Les forces de l'ordre ont lancé une chasse aux musulmans en perquisitionnant mosquées et associations. Souvent sans prendre de pincettes.

Depuis les attentats de Paris, les perquisitions se multiplient chez les musulmans et dans les lieux de culte. Souvent avec une violence extrême.

On a beau dire haut et fort que les terroristes de Daech ne sont pas musulmans et qu’ils n’ont certainement pas mis les pieds dans les mosquées françaises depuis bien longtemps, les autorités ont décidé de lancer une véritable chasse aux sorcières… ou plutôt une chasse aux musulmans. En plein état d’urgence, les perquisitions – souvent musclées – se sont multipliées : dans les mosquées, chez des pratiquants ou lors de contrôles au faciès. Si les Français musulmans l’ont pris avec humour, en lançant sur Twitter le hashtag #PerquisitionnezMoi, l’ambiance est aujourd’hui délétère.

Le salafisme incompris par la police

Et c’est notamment Rue89 Strasbourg qui raconte quelques histoires de perquisitions. Notamment celle d’un appartement appartenant à un homme de 80 ans, dans la ville alsacienne. Cela se passe le 21 novembre. Les forces de l’ordre font irruption chez lui pour « chercher des armes et de la drogue », écrit le magazine. Conséquence : l’octogénaire – qui a une fille déficiente mentale – fait un malaise et doit être hospitalisé. Le RAID, la police judiciaire et la Brigade de recherches et d’intervention, qui ont dévasté l’appartement, font, bien évidemment, chou blanc.
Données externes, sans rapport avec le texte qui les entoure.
PR #331, opened 2015-08-20
Move config to decorator argument

ianobermiller:
First step in a stateless, configurable Radium. This is also going to be the basis for using plugins.

PR #348, opened 2015-09-10
Plugins

ianobermiller:
Refactor Radium to be plugin-based instead of one giant block of code in resolveStyles. This has a nice side-effect of the code being more modular and easier to understand.

This is only a slightly breaking change. Normal usage of Radium works exactly as before, `@Radium`. The main difference is that all config has moved from the stateful `Radium.Config` to a config object passed to `@Radium`, like this: `@Radium({matchMedia: ..., plugins: ...})` (see #331 for moving `matchMedia`). Of course since it is is breaking, it will have to be released as 0.14.0.

Since you don't want to pass the config object every time you use Radium, I suggest creating a small wrapper module, say `ConfiguredRadium`:

```as
var customPlugin = require('./customPlugin');

var _matchMedia = null;

function ConfiguredRadium(component) {
  return Radium({
    matchMedia: _matchMedia,
    plugins: [
      Radium.Plugins.mergeStyleArray,
      Radium.Plugins.checkProps,
      Radium.Plugins.resolveMediaQueries,
      Radium.Plugins.resolveInteractionStyles,
      customPlugin,
      Radium.Plugins.prefix,
      Radium.Plugins.checkProps,
    ]
  })(component);
}

ConfiguredRadium.setMatchMedia = function (matchMedia) {
  _matchMedia = matchMedia;
};

module.exports = ConfiguredRadium;
```

You'll notice something pretty ugly there, which is how to insert in a custom plugin. You have to repeat all the internal plugins. This means if we do something like splitting an internal plugin in half, or some other non-breaking change that changes the list of plugins, it will still break people who are adding their own plugins. I haven't come up with a good solution here yet. We need to allow the following, in order of importance:

1. If the default plugin list changes, and you haven't explicitly opted to replace all the plugins, you should get the updated list automatically (this one fails with the current proposal)
2. Replacing an existing plugin, e.g. replacing `prefix` with `myCustomPrefixer`, or adding a more restrictive/loose `checkProps`
3. Adding a new plugin in the normal pipeline position, before `prefix`
4. Replace all the plugins - Radium can effectively be used as a mechanism for iterating over rendered elements

Any suggestions or comments on the proposal in general?


alexlande:
First impressions are that this looks tremendous. Nice work @ianobermiller :)

ianobermiller:
Yeah sorry, this is a gigantic PR. I wanted to do the dev on a separate branch to avoid having master being super out of date with NPM, and I'm not good enough with GitHub's PR system to do this properly :crying_cat_face:

alexlande:
Ha, I meant tremendous as in "very good or excellent", not "very large or great", but I will admit that it's very large also.

ianobermiller:
After further thought, I think that the current solution is the simplest and the most powerful, and shouldn't have any real drawbacks. A core plugin being added won't get picked up, but that is probably a good thing, as it won't break you if you are using custom plugins. A core plugin being split into two is easy; just keep the existing name, and have it call both. Overall, I'm pretty happy with this approach, and will proceed unless anyone has objections.

alexlande:
:+1:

Les policiers contrôlent au faciès.

Qu’est-ce qui explique cette intervention des forces de l’ordre ? Selon Rue89, une fiole de bicarbonate de sodium détenue par deux membres de la famille aurait attiré l’attention des douaniers en Tunisie, puis en Italie et en Suisse. « Les douaniers ont pris le bicarbonate de sodium pour de la drogue alors que mon frère l’utilise pour des problèmes d’estomac », résume l’un des deux frères qui dit avoir été « arrêté au faciès. » L’autre frère pratique le salafisme. Il n’en faut pas moins pour attirer la curiosité des policiers.

Des mosquées saccagées

Des perquisitions comme celles-là, il y en a eu beaucoup. Comme dans cette mosquée des Mureaux. « Dans le cadre de l’état d’urgence, à l’instar d’autres lieux de culte et lieux de vie musulmans sur le territoire national, les locaux de l’association cultuelle et culturelle Tariq ibn Ziyad ont fait l’objet d’une perquisition administrative, ordonnée par la préfecture des Yvelines », raconte l’imam de la mosquée, qui explique que la perquisition s’est passée « dans le respect des lieux et des personnes présentes. » La mosquée des Mureaux a eu plus de chance que celle de Montpellier, dévastée par les policiers.

Le domicile d’un membre de l’association humanitaire BarakaCity a également subi le même sort. « Il s’agit d’une opération de sécurité générale, nous perquisitionnons dans plein d’endroits dans lesquels se trouvent des situations difficiles. S’il y a des salles de prière clandestines, nous irons. Mais ce n’est pas une campagne systématique contre des mosquées » précise une source du ministère de l’Intérieur. Avec le hashtag #PerquisitionnezMoi, les musulmans n’ont pas tardé à indiquer que les mosquées étaient des remparts contre le terrorisme et qu’il fallait également s’en prendre à « l’imam Google », le principal recruteur de jihadistes en France.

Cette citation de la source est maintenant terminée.